La fe en el Nombre”, el nuevo libro de José Milmaniene, se inscribe dentro de la tradición más radical del legado freudiano: va al fundamento. Si Freud nos presenta en “Tótem y Tabú” y en “Moisés y la religión monoteísta” el corpus ético del psicoanálisis que se asienta sobre la égida de la Ley del Padre, es porque pensar las condiciones de efectuación del sujeto del inconciente remite de manera insoslayable a la estructura del lenguaje y a sus modos socio-históricos de expresión.

Así, consecuente con la labor de nominación de los significantes esenciales que Freud empezó a delinear al escuchar al sujeto de la modernidad que surge como efecto del discurso científico, Milmaniene emprende la imprescindible tarea de recrear las ficciones simbólicas esenciales, causa y efecto del progreso en la espiritualidad, en tiempos en los que la posmodernidad cuestiona las bases éticas que hicieron posible la emergencia del sujeto del deseo interpelado por la diferencia.

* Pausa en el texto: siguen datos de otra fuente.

PR #244, opened 2026-05-31
Use `<stdbool.h>` even on bare metal

ijc:
This is part of the compiler not the libc and so is ok to use.

This addresses this compile error with the current compiler in Debian:

```
arm-none-eabi-gcc -march=armv5te -g -Os -marm -fpic -Wall -fno-common -fno-builtin -ffreestanding -nostdinc -fno-strict-aliasing -mno-thumb-interwork -fno-stack-protector -fno-toplevel-reorder -Wstrict-prototypes -Wno-format-nonliteral -Wno-format-security jtag-loop.c bare-metal.c -nostdlib -o jtag-loop.elf -T bare-metal.lds -Wl,-N
In file included from jtag-loop.c:21:
bare-metal.h:59:13: error: 'bool' cannot be defined via 'typedef'
   59 | typedef int bool;
      |             ^~~~
bare-metal.h:59:13: note: 'bool' is a keyword with '-std=c23' onwards
```

To allow the use of `stdbool` drop use of `-nostdinc` when building bare metal
components. We will rely on the link phase and `-ffreestanding` along with
`-nostdlib` to prevent accidental use of stdlib features.

Signed-off-by: Ian Campbell <ijc@debian.org>

### DIFF
--- a/Makefile
+++ b/Makefile
@@ -181,7 +181,7 @@ phoenix_info: phoenix_info.c
 	$(SUNXI_BOOT_IMAGE) $< $@
 
 ARM_ELF_FLAGS = -Os -marm -fpic -Wall
-ARM_ELF_FLAGS += -fno-common -fno-builtin -ffreestanding -nostdinc -fno-strict-aliasing
+ARM_ELF_FLAGS += -fno-common -fno-builtin -ffreestanding -fno-strict-aliasing
 ARM_ELF_FLAGS += -mno-thumb-interwork -fno-stack-protector -fno-toplevel-reorder
 ARM_ELF_FLAGS += -Wstrict-prototypes -Wno-format-nonliteral -Wno-format-security
 
--- a/bare-metal.h
+++ b/bare-metal.h
@@ -53,10 +53,11 @@
 #ifndef _BARE_METAL_H_
 #define _BARE_METAL_H_
 
+#include <stdbool.h>
+
 typedef unsigned int u32;
 typedef unsigned short int u16;
 typedef unsigned char u8;
-typedef int bool;
 
 #ifndef NULL
 #define NULL ((void*)0)


apritzel (changes requested):
Is there a problem with dropping -nostdinc, actually? I came to the conclusion that bare metal projects should keep the standard headers, to get the compiler headers, for bool, but also for stdint.h and friends. Just don't use any system *library* headers, which wouldn't work anyway unless you provide the library code as well.
Then we could just skip the fragile manual directory determination, not sure that works everywhere (MacOS? Windows? FreeBSD? LLVM?)

apritzel:
@ijc since I have you here: what about the float ABI? On Ubuntu I cannot use `arm-linux-gnueabihf` as the arm cross compiler, because that defaults to `hard`, which clashes with `-march=armv5te`, not featuring an FPU.
So I wonder if we should specify `-mfloat-abi=soft`? But I think that breaks somewhere, when there are no soft float libraries installed? Works on Ubuntu and my self-compiled cross-toolchain, though.
And should we add `-mgeneral-regs-only`, just to be safe?

ijc:
> Is there a problem with dropping -nostdinc, actually? 

I think that's for you maintainers to decide. Ultimately I just want to be able to upload an updated version of the package to Debian and have it build with the newer compiler present in current Debian.

Removing `-nostdinc` did allow me to import e..g `stdio.h` and `unistd.h` but as you say I guess actually using them would have failed to link. I don't know if there is any undesirable stuff which is available as headers only.

If coming to agreement on the way forward is going to take time can we perhaps merge this (or something like #242) while the long term plan is sorted out?

>  since I have you here

I'm afraid I have no idea about any of that sort of thing these days. The Debian packages use:
```
$(MAKE) CROSS_COMPILE=arm-none-eabi- binfiles
```
from the `gcc-arm-none-eabi` baremetal compile and that works. That compiler package is available for all the interesting hosts, including amd64, arm64 and armhf.

The sunxi-tools package appears to have been [imported unchanged into Ubuntu](https://launchpad.net/ubuntu/+source/sunxi-tools) so I assume that compile is available there too.

apritzel:
> Removing -nostdinc did allow me to import e..g stdio.h and unistd.h but as you say I guess actually using them would have failed to link

Was this just an experiment to prove that part, or is there anything behind it? I don't think we need to defend against some arbitrary code additions. And I don't think there would be ambitions to allow compiling arbitrary POSIX programs against our bare-metal "framework".

So I would lean towards staying as close to any standards as we can and need, so dropping `-nostdinc`, and avoiding anything in our bare metal code that would break (obviously).

Does anyone have easy access to a range of Linux hosts this can be tested on? I ran on Ubuntu 24.04 and Debian 13, and dropping  `-nostdinc`, but adding `-mfloat-abi=soft` worked for both the "none" and "gnueabihf" cross compiler from the standard repos. Both Debian and Ubuntu fail at the moment when the gnueabihf package was installed, as the cross-compiler detection picks that up first, and that triggers the FPU conflict with armv5te.

To be honest I consider this none cross compiler somewhat obsolete these days, since it should be a subset of the proper Linux cross-compiler. It seems to just add some C library which we cannot and don't want to use anyway.

@ijc Do you make the gcc-arm-none-eabi a build-time requirement for sunxi-tools in the Debian package?

ijc:
> Was this just an experiment to prove that part, or is there anything behind it? 

Just an experiment to see if the compiler would stop people making mistakes  in what they `#include`.

> Do you make the gcc-arm-none-eabi a build-time requirement for sunxi-tools in the Debian package?

I do, for the `binfiles` target only, which is the only one which is using `-nostdinc`.

Makefile
```diff
@@ -181,7 +181,8 @@ phoenix_info: phoenix_info.c
 	$(SUNXI_BOOT_IMAGE) $< $@
 
 ARM_ELF_FLAGS = -Os -marm -fpic -Wall
-ARM_ELF_FLAGS += -fno-common -fno-builtin -ffreestanding -nostdinc -fno-strict-aliasing
+ARM_ELF_FLAGS += -fno-common -fno-builtin -ffreestanding -fno-strict-aliasing
+ARM_ELF_FLAGS += -nostdinc -isystem $(shell $(CROSS_CC) -print-file-name=include)
```
Andre-ARM: So can we just remove that last line? Which would drop `-nostdinc`, and not bother with naming the include directory explicitly.
Which I find the more preferable solution.

Andre-ARM (changes requested):
As mentioned before, I would just drop `-nostdinc` completely.

Does that work for people?

Makefile
ijc: Done.

apritzel:
Sorry, just see that I used the wrong account above, it's the same me ;-)
Any particular reason for the patch split? To help people with bisecting? I would like to squash both...

apritzel (approved):
Thanks @ijc looks good now.
@jameshilliard can you please try this on MacOS, to see if this behaves there?
Or in general, anyone with a non-Debian setup, maybe with some non-standard cross-compiler, please test!

paulkocialkowski:
Just tried on Arch with the distro-provided compiler (`arm-none-eabi-gcc (Arch Repository) 14.2.0`), looks good!

paulkocialkowski (approved):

Pareciera que el autor advierte que si en nuestra actualidad el lugar del Padre es cuestionado transgresivamente por las políticas de goce que promueven el retorno del protopadre, es necesario entonces encausar, a través de un ejercicio lúcido de escritura, un trabajo de simbolización que auspicie desde la inventiva y el creacionismo significante el reposicionamiento de los axiomas fundamentales puestos en cuestión por las recaídas pulsionales de nuestra época. De esta manera, Milmaniene no se contenta con reafirmar el lugar primordial del Padre en el abordaje del sujeto del inconciente, sino que entiende que es necesario situar el soporte escriturario que lo revela: el Nombre.

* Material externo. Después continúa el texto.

PR #245, opened 2026-05-31
Refresh LICENSE.md

ijc:
By running:

```console
$ curl -o LICENSE.md https://www.gnu.org/licenses/old-licenses/gpl-2.0.md
```

As well as some minor typographical changes this removes an obsolete postal address for the FSF and adjusts a non-normative example.

---

The old address triggers [a warning from the Debian package linter](https://udd.debian.org/lintian-tag/old-fsf-address-in-copyright-file), FWIW.

### DIFF
--- a/LICENSE.md
+++ b/LICENSE.md
@@ -1,14 +1,14 @@
-### GNU GENERAL PUBLIC LICENSE
+# GNU GENERAL PUBLIC LICENSE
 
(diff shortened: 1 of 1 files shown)


apritzel (approved):
Yes, indeed that's the current version from the website, and the changes are just cosmetic.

Si el psicoanálisis promueve la escucha atenta del sujeto causado por el encuentro con la diferencia, suposición inherente a la puesta en acto de la estructura simbólica, es necesario entonces situar aquello que nomina al lenguaje como tal. El nombre del lenguaje, escritura de imposible enunciación que entraña la potencialidad de la pronunciación de infinitos enunciados, constituye de este modo la instancia fundante de la letra. Así, inaugurando la revelación heterónoma de la alteridad, conmueve el universo narcisista y arroja al ser al exilio peregrinante que transcurre a través del mundo desiderativo escandido por el devenir significante. La revelación del nombre del lenguaje, expresado históricamente por los relatos que testimonian acerca de la singular experiencia del pueblo judío, implica, en términos de Freud, un salto cualitativo en el progreso en la espiritualidad, que supone el pasaje del mundo idolátrico y fetichístico de las imágenes que recrean un mundo cerrado en sí mismo, al encuentro traumático con la diferencia que se revela a través del tetragrama impronunciable signado por las letras del Nombre.